Exercise: Bring together copies of the lines in the data below that contain the word "text".

#####

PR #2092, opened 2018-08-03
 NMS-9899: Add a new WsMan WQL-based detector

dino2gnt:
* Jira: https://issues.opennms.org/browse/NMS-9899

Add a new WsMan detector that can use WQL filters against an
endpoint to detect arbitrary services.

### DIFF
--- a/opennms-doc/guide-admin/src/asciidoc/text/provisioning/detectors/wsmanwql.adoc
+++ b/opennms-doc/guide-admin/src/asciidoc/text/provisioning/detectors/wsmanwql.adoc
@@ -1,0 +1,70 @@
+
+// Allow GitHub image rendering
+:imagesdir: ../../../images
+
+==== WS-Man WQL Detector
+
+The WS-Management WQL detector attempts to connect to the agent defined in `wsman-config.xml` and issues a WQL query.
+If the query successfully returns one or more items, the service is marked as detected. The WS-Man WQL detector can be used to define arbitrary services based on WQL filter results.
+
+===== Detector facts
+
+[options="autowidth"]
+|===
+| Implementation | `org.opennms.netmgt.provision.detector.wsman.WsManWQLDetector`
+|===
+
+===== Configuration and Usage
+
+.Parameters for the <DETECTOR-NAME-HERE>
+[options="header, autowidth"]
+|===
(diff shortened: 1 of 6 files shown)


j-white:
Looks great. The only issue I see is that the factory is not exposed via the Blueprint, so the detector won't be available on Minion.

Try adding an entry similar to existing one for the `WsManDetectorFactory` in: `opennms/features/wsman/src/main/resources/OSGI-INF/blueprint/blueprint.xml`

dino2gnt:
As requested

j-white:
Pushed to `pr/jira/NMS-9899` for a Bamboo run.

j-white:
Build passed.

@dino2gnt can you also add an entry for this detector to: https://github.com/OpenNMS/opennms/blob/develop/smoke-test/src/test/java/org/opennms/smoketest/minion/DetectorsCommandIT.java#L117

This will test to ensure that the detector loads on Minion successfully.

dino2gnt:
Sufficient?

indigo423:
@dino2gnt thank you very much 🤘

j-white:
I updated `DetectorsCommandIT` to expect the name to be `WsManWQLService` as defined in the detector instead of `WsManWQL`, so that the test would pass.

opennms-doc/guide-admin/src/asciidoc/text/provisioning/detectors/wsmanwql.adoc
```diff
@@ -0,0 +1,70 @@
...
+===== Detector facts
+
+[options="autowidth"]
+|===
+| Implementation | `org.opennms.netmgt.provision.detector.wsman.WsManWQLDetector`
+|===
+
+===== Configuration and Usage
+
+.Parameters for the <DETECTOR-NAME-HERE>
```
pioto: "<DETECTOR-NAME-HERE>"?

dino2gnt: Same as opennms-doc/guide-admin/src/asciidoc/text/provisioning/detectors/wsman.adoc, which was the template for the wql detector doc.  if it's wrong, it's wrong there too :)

#####

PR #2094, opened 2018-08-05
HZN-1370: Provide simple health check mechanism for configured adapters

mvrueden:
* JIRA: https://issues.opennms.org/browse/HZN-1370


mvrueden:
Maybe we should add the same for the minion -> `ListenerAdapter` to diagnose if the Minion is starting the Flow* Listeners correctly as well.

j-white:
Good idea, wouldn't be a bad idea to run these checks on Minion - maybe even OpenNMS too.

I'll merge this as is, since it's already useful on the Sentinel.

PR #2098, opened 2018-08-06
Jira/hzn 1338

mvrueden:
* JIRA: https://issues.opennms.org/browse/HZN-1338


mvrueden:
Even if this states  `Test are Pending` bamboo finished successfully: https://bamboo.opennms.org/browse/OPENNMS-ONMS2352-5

#####

Solution to the problem:
--- a/opennms-doc/guide-admin/src/asciidoc/text/provisioning/detectors/wsmanwql.adoc
+++ b/opennms-doc/guide-admin/src/asciidoc/text/provisioning/detectors/wsmanwql.adoc
opennms-doc/guide-admin/src/asciidoc/text/provisioning/detectors/wsmanwql.adoc
dino2gnt: Same as opennms-doc/guide-admin/src/asciidoc/text/provisioning/detectors/wsman.adoc, which was the template for the wql detector doc.  if it's wrong, it's wrong there too :)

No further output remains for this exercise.